On a recent evening, visitors gasped with pleasure at the beautifully set dinner table before they were ushered up for cocktails on a roof terrace festooned with lights. Despite the success of the venture, the pair though say they have been struggling.
”Tourists would call and want to make a reservation for two months in advance but we couldn’t take that reservation because we couldn’t tell them how much it was gonna cost in two months,” she says.
The problem is inflation.
It’s been ravaging Argentina’s economy. Government figures are considered highly suspect and many private economists estimates that inflation is running at around 40 percent this year.
Prices rise at a dizzying rate, Brenner says. Some restaurants in Argentina only have their menus on a chalkboard because it’s too expensive to print new ones every month with the new, higher prices.
She says she just couldn’t run her business relying on the local currency.
”We’ve just started at the beginning of this month charging in dollars instead of charging in pesos, the local currency, because it was too chaotic,” she says.
A Long Affair With The Dollar
Argentina has had a long love affair with the U.S. dollar — mainly because its economy has historically been so bumpy.
”People go to the dollar basically to preserve the value of their purchasing power, to hedge against inflation,” explains Alan Cibils the chair of the political economy department of the National University of General Sarmiento.
Because a peso will buy you less and less each day, people put their money in more stable dollars.
But getting those dollars has become increasingly difficult. Argentina defaulted on its debt in 2001 and chose to default again this past summer so has been locked out of international markets where it could pay on credit. It also needs dollars to pay for things. The way it’s been getting them is preventing dollars from leaving the country, with tough currency controls.
The government there has even put currency sniffing dogs at border crossings to try and prevent capital flight.
Which leads to scenes like this: I’m buying a ferry ticket inside Argentina and I’m being told I can’t pay in pesos, I have to pay in dollars, or with my U.S. credit card.
The ticket seller tells me the government issued a decree that all foreigners have to pay for their travel in “hard currency.”
A Flourishing Black Market
Argentina now has a dual currency system. At the official rate, one dollar is about 8 and a half pesos.

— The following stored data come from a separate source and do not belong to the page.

PR #3574, opened 2024-08-13
Measurement Tool

### LINKED ISSUE #1400: Add measuring tool for length and area
See the roadmap ticket for more details: https://github.com/MerginMaps/roadmap/issues/25

---

I found Google Earth app has implemented a very nice and intuitive way of doing it:
https://www.youtube.com/watch?v=Dxpp6Yfj9AU

VitorVieiraZ:
### Measurement Tool

https://github.com/user-attachments/assets/2e804597-c87e-475e-ab45-c11663668d6a

Enhancements to existing Mergin Maps Components:
- MMDrawer: Added support for a top-left button with an optional icon.
- Added support for area formatting in project units within Utils.
- MMButton now offers size options: Regular (traditional mode) and Small (used in the measurement tool).
- MMMapHidingLabel (used in `showInfoTextMessage` in `MMMapController`) now supports at most three lines.

Resolves #1400


app/qml/map/components/MMMeasureCrosshair.qml
tomasMizera, line 1: Please rewrite to inherit the `MMCrosshair` as a base item
```qml
// MMMeasureCrosshair

MMCrosshair {

  id: root

  // add the custom code for the distance label
}
```

tomasMizera (changes requested):

app/inpututils.cpp
```diff
@@ -189,6 +189,28 @@ QString InputUtils::formatDistanceInProjectUnit( const double distanceInMeters,
...
+  Qgis::AreaUnit areaUnit = destUnit;
+
+  if ( areaUnit == Qgis::AreaUnit::Unknown )
+  {
+    areaUnit = QgsProject::instance()->areaUnits();
+  }
+
+  if ( areaUnit == Qgis::AreaUnit::Unknown )
+  {
+    return QString::number( areaInSquareMeters, 'f', precision );
```
PeterPetrik, line 203: This should return units similarly to last return in the function, not just a number

app/inpututils.h
```diff
@@ -76,6 +76,8 @@ class InputUtils: public QObject
     Q_INVOKABLE QString formatProjectName( const QString &fullProjectName );
     Q_INVOKABLE QString formatNumber( const double number, int precision = 1 );
     Q_INVOKABLE QString formatDistanceInProjectUnit( const double distanceInMeters, int precision = 1, Qgis::DistanceUnit destUnit = Qgis::DistanceUnit::Unknown );
+    Q_INVOKABLE QString formatAreaInProjectUnit( const double areaInSquareMeters, int precision = 1, Qgis::AreaUnit destUnit = Qgis::AreaUnit::Unknown );
```
PeterPetrik, line 79: we should have unit tests for this function.

app/qml/components/MMButton.qml
```diff
@@ -15,8 +15,10 @@ Button {
   id: root
 
   enum Types { Primary, Secondary, Tertiary }
+  enum Sizes { Small, Regular }
```
PeterPetrik, line 18: add small button to gallery

PeterPetrik (approved):
LGTM

app/qml/map/MMMapController.qml
```diff
@@ -568,7 +595,7 @@ Item {
           }
 
           visible: {
-            if ( root.mapExtentOffset > 0 && root.state !== "stakeout" ) return false
+            if ( root.mapExtentOffset > 0 && (root.state === "stakeout") ) return false
```
VitorVieiraZ, line 598: Revert

app/maptools/measurementmaptool.cpp
```diff
@@ -0,0 +1,274 @@
...
+
+void MeasurementMapTool::checkCanCloseShape()
+{
+  if ( mRecordedGeometry.isEmpty() || mPoints.count() < 3 )
+  {
+    setCanCloseShape( false );
+    return;
+  }
+
+  if ( mPoints.count() >= 3 )
```
VitorVieiraZ, line 67: If not needed

app/maptools/measurementmaptool.cpp
```diff
@@ -0,0 +1,274 @@
...
+  {
+    QgsPoint firstPoint = mPoints.first();
+    QPointF firstPointScreen = mapSettings()->coordinateToScreen( firstPoint );
+    double distanceToFirstPoint = std::hypot( mCrosshairPoint.x() - firstPointScreen.x(), mCrosshairPoint.y() - firstPointScreen.y() );
```
tomasMizera, line 71: If you want to have it cleaner, you can create a new function in inpututils, something like `pixelDistanceBetween(QPointF p1, QPointF p2)`

app/maptools/measurementmaptool.cpp
```diff
@@ -0,0 +1,274 @@
...
+  setArea( area );
+
+  double perimeter = mDistanceArea.measurePerimeter( polygonGeometry );
+  setPerimeter( perimeter );
+
+  setCanCloseShape( false );
+  setCloseShapeDone( true );
+}
+
+void MeasurementMapTool::reset()
```
tomasMizera, line 98: I have a feeling I asked you previously to rename this function to `reset`, but looking at it now, I think it makes more sense to name it `resetMeasurement` (or something similar ofc). The thing is `reset` functions are commonly used to reset everything in the object to its initial state - including member pointers and so on. Here you only try to reset the abacus :) Sorry for the confusion!

app/maptools/measurementmaptool.h
```diff
@@ -0,0 +1,132 @@
...
+
+  protected:
+    void rebuildGeometry();
+    void checkCanCloseShape();
+
+  public slots:
+    void updateDistance();
+
+  private slots:
+    void onMapSettingsChanged( InputMapSettings *newMapSettings );
```
tomasMizera, line 116: You _should_ be able to declare this as `override`, I believe even without declaring it as a slot. Then work with it as a derived method from base class.

```suggestion
    void onMapSettingsChanged( InputMapSettings *newMapSettings ) override;
```

app/maptools/measurementmaptool.cpp
```diff
@@ -0,0 +1,274 @@
...
+    setCanUndo( false );
+  }
+
+  emit existingVerticesChanged( mExistingVertices );
+  setRecordedGeometry( geometry );
+}
+
+void MeasurementMapTool::onMapSettingsChanged( InputMapSettings *newMapSettings )
+{
+  if ( newMapSettings )
```
tomasMizera, line 141: You might need to `disconnect` from the previous mapSettings. You can do so here (in case you override the base function) or disconnect in the base `AbstractMapTool` - I _think_ that should work

app/qml/components/MMButton.qml
```diff
@@ -177,14 +179,14 @@ Button {
...
-      property real maxWidth: parent.width - 2 * __style.margin20
+      property real maxWidth: parent.width - 2 * ( root.size === MMButton.Sizes.Small ? __style.margin16 : __style.margin20 )
 
       x: ( parent.width - width ) / 2
 
       width: Math.min( paintedChildrenWidth, maxWidth )
       height: Math.max( buttonContent.paintedHeight, buttonIconRight.height )
 
-      spacing: buttonIconRight.visible || buttonIconLeft.visible ? __style.spacing12 : 0
+      spacing: ( root.size === MMButton.Sizes.Small ) ? 2 : ( buttonIconRight.visible || buttonIconLeft.visible ? __style.spacing12 : 0 )
```
tomasMizera, line 189: Please reformat to multiple lines instead of two nested inline `if`'s

app/qml/components/MMDrawerHeader.qml
tomasMizera, line 1: You need to elide text in case it would overflow the content on the left side. See `MMPageHeader` how to do it

tomasMizera (changes requested):
Where do you handle the `done` button?

app/maptools/measurementmaptool.h
tomasMizera: Wrong suggestion! We need to override the setter, not the signal 🤦🏻

tomasMizera:
Please merge master here so the iOS is running :)

app/qml/gps/MMStakeoutDrawer.qml
```diff
@@ -110,7 +109,7 @@ MMDrawer {
         width: ( parent.width + parent.spacing ) / 2
 
         title: qsTr( "Distance" )
-        value: remainingDistance >= 0 ?__inputUtils.formatDistanceInProjectUnit( remainingDistance, 2 ) : qsTr( "N/A" )
+        value: remainingDistance >= 0 ?__inputUtils.formatDistanceInProjectUnit( remainingDistance, 2, __activeProject.qgsProject ) : qsTr( "N/A" )
```
tomasMizera, line 112: Mind the parameters (number and order) - as discussed on the call

app/qml/map/components/MMMapHidingLabel.qml
```diff
@@ -40,6 +42,8 @@ MMHidingBox {
     font: __style.t3
     horizontalAlignment: Text.AlignHCenter
     verticalAlignment: Text.AlignVCenter
+    maximumLineCount: 3
```
tomasMizera, line 45: Unsure about 3 lines, but we can test and tune later :)

app/qml/map/components/MMMeasureCrosshair.qml
```diff
@@ -0,0 +1,134 @@
...
+    signal closeShapeClicked
+
+    MM.SnapUtils {
+      id: snapUtils
+
+      centerPosition: root.center
+      mapSettings: root.mapSettings
+      qgsProject: root.qgsProject
+      useSnapping: root.shouldUseSnapping
+      destinationLayer: __activeLayer.vectorLayer
```
tomasMizera, line 47: Ah cool, so we support snapping?

tomasMizera: By the way, `MMCrosshair` is creating its own `SnapUtils`, do we need to duplicate it here?

app/qml/main.qml
```diff
@@ -326,6 +335,15 @@ ApplicationWindow {
         }
       }
 
+      MMToolbarButton {
+        text: qsTr("Measure")
+        iconSource: __style.measurementToolIcon
+        onClicked: {
+          stateManager.state = "map"
```
tomasMizera, line 342: Is it mandatory to change the state here?

app/qml/map/MMMeasurementTools.qml
```diff
@@ -0,0 +1,113 @@
...
+  }
+
+  MMMeasureCrosshair {
+    id: crosshair
+
+    anchors.fill: parent
+    qgsProject: __activeProject.qgsProject
+    mapSettings: root.map.mapSettings
+
+    text: __inputUtils.formatDistanceInProjectUnit( mapTool.lengthWithGuideline, __activeProject.qgsProject )
```
tomasMizera, line 94: Mind that this is missing the `precision` parameter

app/qml/map/MMMeasurementTools.qml
```diff
@@ -0,0 +1,113 @@
...
+    canCloseShape: mapTool.canCloseShape
+
+    onCloseShapeClicked: finalizeMeasurement( true )
+  }
+
+  function finalizeMeasurement( closeShapeClicked )
+  {
+    guidelineController.allowed = false
+    crosshair.visible = false
```
tomasMizera, line 103: If you want to be more qml-like, you can bind crosshair`s visible property as:
```
  visible: !mapTool.measurementFinalized
```

app/qml/map/MMMeasurementTools.qml
```diff
@@ -0,0 +1,113 @@
...
+
+    text: __inputUtils.formatDistanceInProjectUnit( mapTool.lengthWithGuideline, __activeProject.qgsProject )
+    canCloseShape: mapTool.canCloseShape
+
+    onCloseShapeClicked: finalizeMeasurement( true )
+  }
+
+  function finalizeMeasurement( closeShapeClicked )
+  {
+    guidelineController.allowed = false
```
tomasMizera, line 102: If you want to be more qml-like, you can bind this property as:

  allowed: !mapTool.measurementFinalized

app/qml/map/MMMapController.qml
```diff
@@ -35,6 +35,10 @@ Item {
   property bool isStreaming: recordingToolsLoader.active ? recordingToolsLoader.item.recordingMapTool.recordingType === MM.RecordingMapTool.StreamMode : false
   property bool centeredToGPS: false
 
+  property var mapToolComponent: {
+    state === "measure" ? measurementToolsLoader.item : null
```
tomasMizera, line 39: I'd recommend binding this as 
```suggestion
    measurementToolsLoader.active ? measurementToolsLoader.item : null
```

In this case you will be sure that the loader will first get active and only after that its item will be assigned here.

app/qml/map/components/MMMeasureCrosshair.qml
tomasMizera, line 1: Please make sure to use pixel values from `mmstyle` instead of typing in specific values like `5 * __dp`

app/qml/map/components/MMMeasureCrosshair.qml
```diff
@@ -0,0 +1,134 @@
...
+      }
+
+      function onProjectReloaded( project ) {
+        // We need to re-assign qgs project to snaputils, because
+        // even though we loaded a different project,
+        // internally we keep the same pointer for QgsProject.
+        snapUtils.qgsProject = __activeProject.qgsProject
+        snapUtils.mapSettings = root.mapSettings
+      }
+    }
```
tomasMizera, line 133: We won't need this if we use crosshair's snap utils

app/qml/components/MMButton.qml
```diff
@@ -177,14 +179,21 @@ Button {
...
 
       x: ( parent.width - width ) / 2
 
       width: Math.min( paintedChildrenWidth, maxWidth )
       height: Math.max( buttonContent.paintedHeight, buttonIconRight.height )
 
-      spacing: buttonIconRight.visible || buttonIconLeft.visible ? __style.spacing12 : 0
+      spacing: {
+        if ( ( root.size === MMButton.Sizes.Small ) )
+          return 2;
```
tomasMizera, line 191: Please use `mmstyle` instead

app/qml/main.qml
```diff
@@ -596,6 +614,32 @@ ApplicationWindow {
...
+  }
+
+  Component {
+    id: measurePanelComponent
+
+    MMMeasureDrawer {
+      id: measurePanel
+
+      width: window.width
+      mapCanvas: map
```
tomasMizera, line 634: I'd suggest passing in the maptool instead:
```
mapTool: map.mapToolComponent
```

app/qml/map/MMMapController.qml
tomasMizera: I think we are only interested in the mapTool (the cpp class), aren't we? In that case, we should pass just `measurementToolsLoader.item.mapTool`

tomasMizera (changes requested):
Quite a few comments, but they are rather small. Thanks for addressing my previous ones!

app/qml/map/MMMapController.qml
VitorVieiraZ: For `finalizeMeasurement` and `repeatMeasure` methods inside `MMMeasurementTools`, we need to modify the mapTool, guidelineController and crosshair. Therefore, we need access to both `mapTool` and `MMMeasurementTools` instance.

tomasMizera:
Hi @uclaros, can I ask you to review the usage of QGIS API please? Thanks! You will find it in `measurementmaptool.cpp/h`

VitorVieiraZ:
> When you measure a line (not a closed shape) it still says it is `Perimeter` instead of just `Length`

Hi @erpas, thanks for the comment. That’s the expected behavior following the tool design

app/maptools/measurementmaptool.h
```diff
@@ -0,0 +1,139 @@
...
+
+  private:
+    QVector<QgsPoint> mPoints;
+    QgsGeometry mRecordedGeometry;
+    QgsGeometry mExistingVertices;
+    QgsDistanceArea mDistanceArea;
+    QPointF mCrosshairPoint;
+    double mLengthWithGuideline = 0;
+    double mPerimeter = 0;
+    double mArea = 0;
```
uclaros, line 132: this feels unnecessary complicated to me:
- Why do we need 3 sets of points (`mPoints`, `mRecordedGeometry`, `mExistingVertices`)? Can't we just have one?
- Why do we need to calculate and store the derived attributes (`mArea`, `mPerimeter`, `mLengthWithGuideline`)? Can't we directly fetch them from the `QgsGeometry` methods? I'm afraid our stored values could eventually get out of sync with the underlying geometry

uclaros (commented):
Nice work!
I've got a few comments though :)

- I'd also like to have the units selectable in the measurements panel. While the project default units is a good default start, I can see users wanting to change that temporarily for a single measurement)
- It would be nice to have 2 decimal digits when the measured distance is small enough (less than a meter? 10 meter? other?)
- It would be nice if there was a button to toggle closing/opening the geometry. If a user is trying to measure the area of a big square field, we shouldn't force him to re-digitize the first point in order to get an area! It would be way easier to just hit a button after digitizing the 3rd point.

app/inpututils.cpp
```diff
@@ -168,27 +168,50 @@ QString InputUtils::formatNumber( const double number, int precision )
   return QString::number( number, 'f', precision );
 }
 
-QString InputUtils::formatDistanceInProjectUnit( const double distanceInMeters, int precision, Qgis::DistanceUnit destUnit )
+QString InputUtils::formatDistanceInProjectUnit( const double distanceInMeters, int precision, QgsProject *activeProject )
```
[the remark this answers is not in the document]
VitorVieiraZ: I have updated `activeProject` to `project`. About the usage of QgsProject::instance(), we have considered it as anti-pattern, and passing the project as a parameter allows better modularity.

tomasMizera (approved):

tomasMizera (approved):
Looks good to me! Let me remove the changes to the android CI job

And then you have the so-called blue-dollar rate – which is actually the black market rate of about 13 pesos to the dollar.
Which brings us back to the sharing economy. Kelly Brenner can charge in dollars because most of her clients are tourists.

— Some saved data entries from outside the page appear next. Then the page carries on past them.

PR #3589, opened 2024-09-10
WIP - Fix binding loop in MMListDelegate height calculation

VitorVieiraZ:
Moved height assignment to Component.onCompleted to break circular dependency between height and implicitHeight. 
`MMListDelegate.qml:43:3: QML MMListDelegate: Binding loop detected for property "height"` fixed.

Notes:
Setting `opacity` instead of `height` to hide invisible items.

Screenshot 2024-10-17 at 10 23 59


tomasMizera:
Did this solution help the issue Vitor? Can you please check if buttons on the map are behaving correctly? Especially the one with the streaming mode - when you navigate to edit line/polygon feature geometry

tomasMizera (approved):

tomasMizera (changes requested):
Hi @VitorVieiraZ while the solution works for the binding loop, I found an issue during testing - height of list delegates is somehow not preserved, resulting in views like the following:

| Before | Now (with the fix) |
|--------|--------|
|  |  |

tomasMizera:
Let's close this one and retry later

Airbnb, where people rent out their homes for cash, has become a huge hit in Argentina. It has the added benefit that the homeowner can charge and get paid in dollars.
According to Airbnb, there are now 8,500 active Argentine properties on the site. That’s a 70 percent jump from last year. It’s one of their fastest growing markets in Latin America, according to the company.
Back at the Adentro Dinner Club, Kelly Brenner says it really a tiny fraction of the population who has regular access to foreign currency, though some estimates say that Argentinians love to hoard dollars so much that they hold one of every 15 dollars in the world.
Brenner jokes the three national pastimes are “soccer and Malbec and looking for dollars.”
Still, the vast majority of Argentinians are paid in pesos and have to deal with inflation. She says she’s lucky and she wishes there was a strong national currency.
”But we don’t want to raise the prices, we want to keep it somewhat stable,” she says.
And that means ditching the peso and charging dollars.